**Problem**
Word for word, the records below are to be set down again.

Stored data entries
PR #15534, opened 2022-11-22
Add async reconciliation controller subpackage

andrewstucki:
### Description

This adds a port of the Kubernetes controller runtime that leverages our internal `state.EventPublisher` and `stream.SubscribeRequest` event subscription model to trigger retryable reconciliation invocations. Similar to the controller runtime, it allows for doing parallel processing of multiple requests, requeueing for later consumption after a reconciliation failure, and exponential backoff in the case of unexpected errors.

Much of the need for this is described in this [RFC](https://docs.google.com/document/d/1LRrtUpLcG2ImI_rYpdUrx9FH_63nbX25aRdzwoCwwzU/edit#).

* Unit tests were added for each component, since this package isn't currently used anywhere, it's all self-contained.

### Links

- [RFC](https://docs.google.com/document/d/1LRrtUpLcG2ImI_rYpdUrx9FH_63nbX25aRdzwoCwwzU/edit#)
- [Issue](https://hashicorp.atlassian.net/browse/NET-1673)

### PR Checklist

* [x] updated test coverage
* [x] not a security concern


agent/consul/controller/controller_test.go
```diff
@@ -0,0 +1,228 @@
...
+		require.NoError(t, store.EnsureConfigEntry(entryIndex, &structs.IngressGatewayConfigEntry{
+			Kind: structs.IngressGateway,
+			Name: name,
+		}))
+	}
+
+	go New(publisher, reconciler).Subscribe(&stream.SubscribeRequest{
+		Topic:   state.EventTopicIngressGateway,
+		Subject: stream.SubjectWildcard,
+	}).WithWorkers(10).Start(ctx)
```
nathancoleman, line 50: @sarahalsmiller @t-eckert I believe this is essentially what we'll need to do on startup for each type we want to control, `EventTopicAPIGateway`, `EventTopicHTTPRoute`, etc.

The more interesting part is just wiring up an implementation of `type Reconciler interface` defined elsewhere in this PR that handles reconciling each type.

t-eckert: Exactly, that's what I was fussing with as a "baby controller" for testing.

nathancoleman: BabyController™

agent/consul/controller/controller.go
```diff
@@ -0,0 +1,258 @@
...
+// queue, this is predominantly just used for testing. This should only ever be called
+// prior to running Start.
+func (c *controller) WithQueueFactory(fn func(ctx context.Context, baseBackoff time.Duration, maxBackoff time.Duration) WorkQueue) Controller {
+	c.makeQueue = fn
+	return c
+}
+
+// Start begins the Controller's main processing loop. When the given
+// context is canceled, the Controller stops processing any remaining work.
+// The Start function should only ever be called once.
```
nathancoleman, line 129: Would use `sync.Once` inside `Start( ... )` so that we don't rely on the caller to ensure they're only calling once

agent/consul/controller/controller.go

**Reply to the task**
PR #15534, opened 2022-11-22
Add async reconciliation controller subpackage

andrewstucki:
### Description

This adds a port of the Kubernetes controller runtime that leverages our internal `state.EventPublisher` and `stream.SubscribeRequest` event subscription model to trigger retryable reconciliation invocations. Similar to the controller runtime, it allows for doing parallel processing of multiple requests, requeueing for later consumption after a reconciliation failure, and exponential backoff in the case of unexpected errors.

Much of the need for this is described in this [RFC](https://docs.google.com/document/d/1LRrtUpLcG2ImI_rYpdUrx9FH_63nbX25aRdzwoCwwzU/edit#).

* Unit tests were added for each component, since this package isn't currently used anywhere, it's all self-contained.

### Links

- [RFC](https://docs.google.com/document/d/1LRrtUpLcG2ImI_rYpdUrx9FH_63nbX25aRdzwoCwwzU/edit#)
- [Issue](https://hashicorp.atlassian.net/browse/NET-1673)

### PR Checklist

* [x] updated test coverage
* [x] not a security concern


agent/consul/controller/controller_test.go
```diff
@@ -0,0 +1,228 @@
...
+		require.NoError(t, store.EnsureConfigEntry(entryIndex, &structs.IngressGatewayConfigEntry{
+			Kind: structs.IngressGateway,
+			Name: name,
+		}))
+	}
+
+	go New(publisher, reconciler).Subscribe(&stream.SubscribeRequest{
+		Topic:   state.EventTopicIngressGateway,
+		Subject: stream.SubjectWildcard,
+	}).WithWorkers(10).Start(ctx)
```
nathancoleman, line 50: @sarahalsmiller @t-eckert I believe this is essentially what we'll need to do on startup for each type we want to control, `EventTopicAPIGateway`, `EventTopicHTTPRoute`, etc.

The more interesting part is just wiring up an implementation of `type Reconciler interface` defined elsewhere in this PR that handles reconciling each type.

t-eckert: Exactly, that's what I was fussing with as a "baby controller" for testing.

nathancoleman: BabyController™

agent/consul/controller/controller.go
```diff
@@ -0,0 +1,258 @@
...
+// queue, this is predominantly just used for testing. This should only ever be called
+// prior to running Start.
+func (c *controller) WithQueueFactory(fn func(ctx context.Context, baseBackoff time.Duration, maxBackoff time.Duration) WorkQueue) Controller {
+	c.makeQueue = fn
+	return c
+}
+
+// Start begins the Controller's main processing loop. When the given
+// context is canceled, the Controller stops processing any remaining work.
+// The Start function should only ever be called once.
```
nathancoleman, line 129: Would use `sync.Once` inside `Start( ... )` so that we don't rely on the caller to ensure they're only calling once

agent/consul/controller/controller.go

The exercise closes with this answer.